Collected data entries
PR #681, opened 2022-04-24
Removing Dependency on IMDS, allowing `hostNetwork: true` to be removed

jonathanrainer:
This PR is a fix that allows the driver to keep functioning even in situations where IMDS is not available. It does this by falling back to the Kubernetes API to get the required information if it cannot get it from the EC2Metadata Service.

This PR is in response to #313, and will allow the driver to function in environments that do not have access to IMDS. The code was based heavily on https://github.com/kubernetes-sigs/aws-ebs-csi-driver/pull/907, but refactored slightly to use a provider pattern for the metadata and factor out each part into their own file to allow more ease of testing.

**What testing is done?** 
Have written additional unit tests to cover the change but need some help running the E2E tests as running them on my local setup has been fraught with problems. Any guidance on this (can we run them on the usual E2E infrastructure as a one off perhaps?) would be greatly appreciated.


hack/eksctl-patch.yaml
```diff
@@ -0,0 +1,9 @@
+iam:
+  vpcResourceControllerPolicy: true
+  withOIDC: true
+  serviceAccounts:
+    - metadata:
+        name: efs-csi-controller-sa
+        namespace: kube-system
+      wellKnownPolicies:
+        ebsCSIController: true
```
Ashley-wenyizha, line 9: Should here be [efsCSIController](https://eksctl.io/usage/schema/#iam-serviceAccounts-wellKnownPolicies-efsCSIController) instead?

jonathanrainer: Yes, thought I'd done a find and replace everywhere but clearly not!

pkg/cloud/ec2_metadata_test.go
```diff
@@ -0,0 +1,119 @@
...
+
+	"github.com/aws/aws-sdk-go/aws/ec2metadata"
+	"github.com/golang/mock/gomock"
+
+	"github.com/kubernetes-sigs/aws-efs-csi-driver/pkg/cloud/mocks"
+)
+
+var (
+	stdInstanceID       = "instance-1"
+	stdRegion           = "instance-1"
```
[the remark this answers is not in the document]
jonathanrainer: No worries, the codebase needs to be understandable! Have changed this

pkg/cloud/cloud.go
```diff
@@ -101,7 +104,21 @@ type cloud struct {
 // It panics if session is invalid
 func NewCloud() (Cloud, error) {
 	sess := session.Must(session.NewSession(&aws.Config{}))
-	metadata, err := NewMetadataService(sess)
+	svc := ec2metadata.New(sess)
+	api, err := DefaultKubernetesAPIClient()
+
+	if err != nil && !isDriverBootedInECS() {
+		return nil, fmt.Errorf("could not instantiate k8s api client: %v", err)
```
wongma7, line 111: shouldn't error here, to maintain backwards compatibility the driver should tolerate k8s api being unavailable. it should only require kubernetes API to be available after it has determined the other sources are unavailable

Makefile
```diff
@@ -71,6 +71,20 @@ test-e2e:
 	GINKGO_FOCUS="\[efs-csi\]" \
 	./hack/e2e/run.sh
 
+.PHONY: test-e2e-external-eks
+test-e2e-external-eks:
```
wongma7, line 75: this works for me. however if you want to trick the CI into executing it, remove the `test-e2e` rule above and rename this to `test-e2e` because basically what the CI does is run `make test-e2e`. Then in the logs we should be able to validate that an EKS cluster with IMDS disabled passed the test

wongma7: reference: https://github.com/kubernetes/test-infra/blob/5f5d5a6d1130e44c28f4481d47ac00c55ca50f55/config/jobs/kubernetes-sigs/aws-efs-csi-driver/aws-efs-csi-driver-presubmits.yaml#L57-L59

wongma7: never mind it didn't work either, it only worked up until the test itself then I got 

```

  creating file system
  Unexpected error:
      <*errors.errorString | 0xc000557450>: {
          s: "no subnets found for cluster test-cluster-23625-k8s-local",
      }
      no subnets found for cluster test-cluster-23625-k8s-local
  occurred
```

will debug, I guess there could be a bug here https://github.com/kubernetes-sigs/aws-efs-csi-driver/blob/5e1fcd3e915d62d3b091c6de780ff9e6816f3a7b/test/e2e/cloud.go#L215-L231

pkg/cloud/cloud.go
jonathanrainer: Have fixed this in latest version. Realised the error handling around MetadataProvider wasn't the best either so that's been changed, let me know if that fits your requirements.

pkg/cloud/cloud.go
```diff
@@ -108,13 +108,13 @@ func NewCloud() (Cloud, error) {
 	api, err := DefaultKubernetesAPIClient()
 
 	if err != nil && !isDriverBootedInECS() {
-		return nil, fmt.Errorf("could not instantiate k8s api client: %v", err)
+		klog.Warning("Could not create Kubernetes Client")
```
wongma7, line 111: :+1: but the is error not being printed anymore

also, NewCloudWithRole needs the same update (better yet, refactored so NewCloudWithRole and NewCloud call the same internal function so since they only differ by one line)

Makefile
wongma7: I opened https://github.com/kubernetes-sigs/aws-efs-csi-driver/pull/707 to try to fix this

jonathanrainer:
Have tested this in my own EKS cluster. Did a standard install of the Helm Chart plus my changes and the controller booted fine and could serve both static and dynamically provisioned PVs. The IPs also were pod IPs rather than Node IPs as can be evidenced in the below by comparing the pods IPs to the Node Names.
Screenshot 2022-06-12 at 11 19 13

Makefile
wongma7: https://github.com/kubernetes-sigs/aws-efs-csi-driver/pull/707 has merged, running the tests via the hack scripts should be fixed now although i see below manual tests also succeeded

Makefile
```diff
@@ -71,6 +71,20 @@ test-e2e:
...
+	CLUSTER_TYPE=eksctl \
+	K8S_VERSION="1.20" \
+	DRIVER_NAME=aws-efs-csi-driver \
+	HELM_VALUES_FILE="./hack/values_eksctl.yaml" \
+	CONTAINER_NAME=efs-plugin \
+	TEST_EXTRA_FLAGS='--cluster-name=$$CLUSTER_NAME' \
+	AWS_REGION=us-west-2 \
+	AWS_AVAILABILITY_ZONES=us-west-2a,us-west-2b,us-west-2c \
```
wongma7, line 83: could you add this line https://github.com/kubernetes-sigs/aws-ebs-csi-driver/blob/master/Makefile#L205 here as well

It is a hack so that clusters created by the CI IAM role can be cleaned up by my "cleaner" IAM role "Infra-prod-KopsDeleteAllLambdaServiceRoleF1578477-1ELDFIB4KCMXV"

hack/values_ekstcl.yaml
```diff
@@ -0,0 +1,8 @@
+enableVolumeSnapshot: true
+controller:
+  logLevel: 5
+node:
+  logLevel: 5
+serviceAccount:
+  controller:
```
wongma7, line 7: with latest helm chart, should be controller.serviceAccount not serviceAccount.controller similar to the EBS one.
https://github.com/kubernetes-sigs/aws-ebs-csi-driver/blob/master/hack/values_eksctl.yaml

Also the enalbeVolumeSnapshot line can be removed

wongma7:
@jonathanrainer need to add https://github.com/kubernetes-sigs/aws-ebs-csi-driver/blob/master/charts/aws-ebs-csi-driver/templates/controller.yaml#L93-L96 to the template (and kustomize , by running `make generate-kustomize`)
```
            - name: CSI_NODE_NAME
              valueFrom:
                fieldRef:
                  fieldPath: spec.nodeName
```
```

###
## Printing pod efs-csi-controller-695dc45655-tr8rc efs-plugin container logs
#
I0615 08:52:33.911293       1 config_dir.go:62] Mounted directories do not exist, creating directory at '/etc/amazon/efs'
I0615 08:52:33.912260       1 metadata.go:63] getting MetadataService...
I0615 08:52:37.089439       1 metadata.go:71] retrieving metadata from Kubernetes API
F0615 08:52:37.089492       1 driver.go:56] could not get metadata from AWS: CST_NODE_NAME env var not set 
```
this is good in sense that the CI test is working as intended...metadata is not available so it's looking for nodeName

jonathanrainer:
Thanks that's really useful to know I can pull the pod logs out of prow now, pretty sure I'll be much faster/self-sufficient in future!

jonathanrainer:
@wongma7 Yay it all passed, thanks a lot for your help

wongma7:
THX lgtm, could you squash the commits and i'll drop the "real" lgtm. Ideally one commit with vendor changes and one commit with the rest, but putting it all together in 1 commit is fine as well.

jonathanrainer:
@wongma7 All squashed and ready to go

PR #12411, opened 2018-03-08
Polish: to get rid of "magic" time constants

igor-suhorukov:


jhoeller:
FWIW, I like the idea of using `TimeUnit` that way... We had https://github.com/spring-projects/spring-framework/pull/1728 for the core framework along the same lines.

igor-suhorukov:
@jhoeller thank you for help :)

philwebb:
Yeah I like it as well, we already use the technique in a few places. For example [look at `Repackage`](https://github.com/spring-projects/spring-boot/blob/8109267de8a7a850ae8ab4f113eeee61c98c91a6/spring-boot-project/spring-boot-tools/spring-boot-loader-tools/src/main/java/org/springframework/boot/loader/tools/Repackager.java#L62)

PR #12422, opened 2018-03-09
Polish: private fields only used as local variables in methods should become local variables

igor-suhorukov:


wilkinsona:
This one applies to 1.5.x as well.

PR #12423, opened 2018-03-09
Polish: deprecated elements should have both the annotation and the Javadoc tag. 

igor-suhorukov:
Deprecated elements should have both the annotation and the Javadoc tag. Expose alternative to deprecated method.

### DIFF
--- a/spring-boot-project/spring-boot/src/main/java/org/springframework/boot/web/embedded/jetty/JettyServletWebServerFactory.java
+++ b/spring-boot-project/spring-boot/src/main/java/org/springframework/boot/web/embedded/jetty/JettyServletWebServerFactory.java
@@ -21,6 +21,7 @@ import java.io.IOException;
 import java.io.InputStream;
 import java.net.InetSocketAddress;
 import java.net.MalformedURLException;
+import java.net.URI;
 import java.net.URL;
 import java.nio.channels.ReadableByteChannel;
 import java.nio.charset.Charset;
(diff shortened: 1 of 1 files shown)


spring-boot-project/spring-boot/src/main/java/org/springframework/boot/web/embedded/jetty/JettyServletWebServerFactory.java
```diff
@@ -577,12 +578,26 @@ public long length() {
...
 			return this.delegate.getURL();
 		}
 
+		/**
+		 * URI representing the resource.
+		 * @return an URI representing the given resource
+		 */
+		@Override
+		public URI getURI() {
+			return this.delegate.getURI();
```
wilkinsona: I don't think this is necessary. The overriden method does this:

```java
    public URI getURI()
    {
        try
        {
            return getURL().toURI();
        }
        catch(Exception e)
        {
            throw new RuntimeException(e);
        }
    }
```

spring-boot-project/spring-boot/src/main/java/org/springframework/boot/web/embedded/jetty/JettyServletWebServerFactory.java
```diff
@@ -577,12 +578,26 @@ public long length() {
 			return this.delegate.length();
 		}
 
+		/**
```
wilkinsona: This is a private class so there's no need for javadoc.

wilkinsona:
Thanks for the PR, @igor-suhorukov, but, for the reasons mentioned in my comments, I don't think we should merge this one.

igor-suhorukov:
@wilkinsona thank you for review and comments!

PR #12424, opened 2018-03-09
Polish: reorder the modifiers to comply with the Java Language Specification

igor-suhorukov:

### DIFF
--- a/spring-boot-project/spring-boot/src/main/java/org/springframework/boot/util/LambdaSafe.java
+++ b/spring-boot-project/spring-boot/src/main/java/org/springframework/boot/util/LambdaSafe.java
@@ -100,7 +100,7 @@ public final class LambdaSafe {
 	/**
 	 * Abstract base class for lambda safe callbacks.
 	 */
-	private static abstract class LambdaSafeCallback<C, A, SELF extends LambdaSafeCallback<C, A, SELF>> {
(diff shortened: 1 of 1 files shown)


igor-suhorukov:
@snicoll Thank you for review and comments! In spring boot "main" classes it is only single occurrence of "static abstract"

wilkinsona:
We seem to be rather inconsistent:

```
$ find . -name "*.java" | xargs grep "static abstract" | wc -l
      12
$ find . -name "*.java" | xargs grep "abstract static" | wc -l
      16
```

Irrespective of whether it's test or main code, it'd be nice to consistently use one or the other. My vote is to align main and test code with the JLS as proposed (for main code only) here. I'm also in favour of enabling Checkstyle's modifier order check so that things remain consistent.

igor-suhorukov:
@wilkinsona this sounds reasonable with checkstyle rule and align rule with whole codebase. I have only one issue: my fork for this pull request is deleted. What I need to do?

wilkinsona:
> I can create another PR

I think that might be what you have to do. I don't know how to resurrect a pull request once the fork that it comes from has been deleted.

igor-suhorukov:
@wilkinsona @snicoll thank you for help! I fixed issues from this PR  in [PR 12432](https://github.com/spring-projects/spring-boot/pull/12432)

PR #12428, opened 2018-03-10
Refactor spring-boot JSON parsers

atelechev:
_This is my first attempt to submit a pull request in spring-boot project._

Problem description:
Copy out every line from the data above in which the word "fork" occurs.

Output of the exercise:
@wilkinsona this sounds reasonable with checkstyle rule and align rule with whole codebase. I have only one issue: my fork for this pull request is deleted. What I need to do?
I think that might be what you have to do. I don't know how to resurrect a pull request once the fork that it comes from has been deleted.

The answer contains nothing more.